Segment Start: Supplied records

PR #172, opened 2018-10-12
Add Travis script

nojb:
This PR adds a simple Travis script.

Since most of the tests are currently failing the script only tests that the library compiles. Tests will be enabled later.

@pw374


pw374:
awesome! thanks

Segment End: Supplied records

=== Work to complete ===
Your answer is the line containing "Add Travis script" plus every line after it through the end of the entries, given again exactly and alone.

=== Result for this exercise ===
Add Travis script

nojb:
This PR adds a simple Travis script.

Since most of the tests are currently failing the script only tests that the library compiles. Tests will be enabled later.

@pw374


pw374:
awesome! thanks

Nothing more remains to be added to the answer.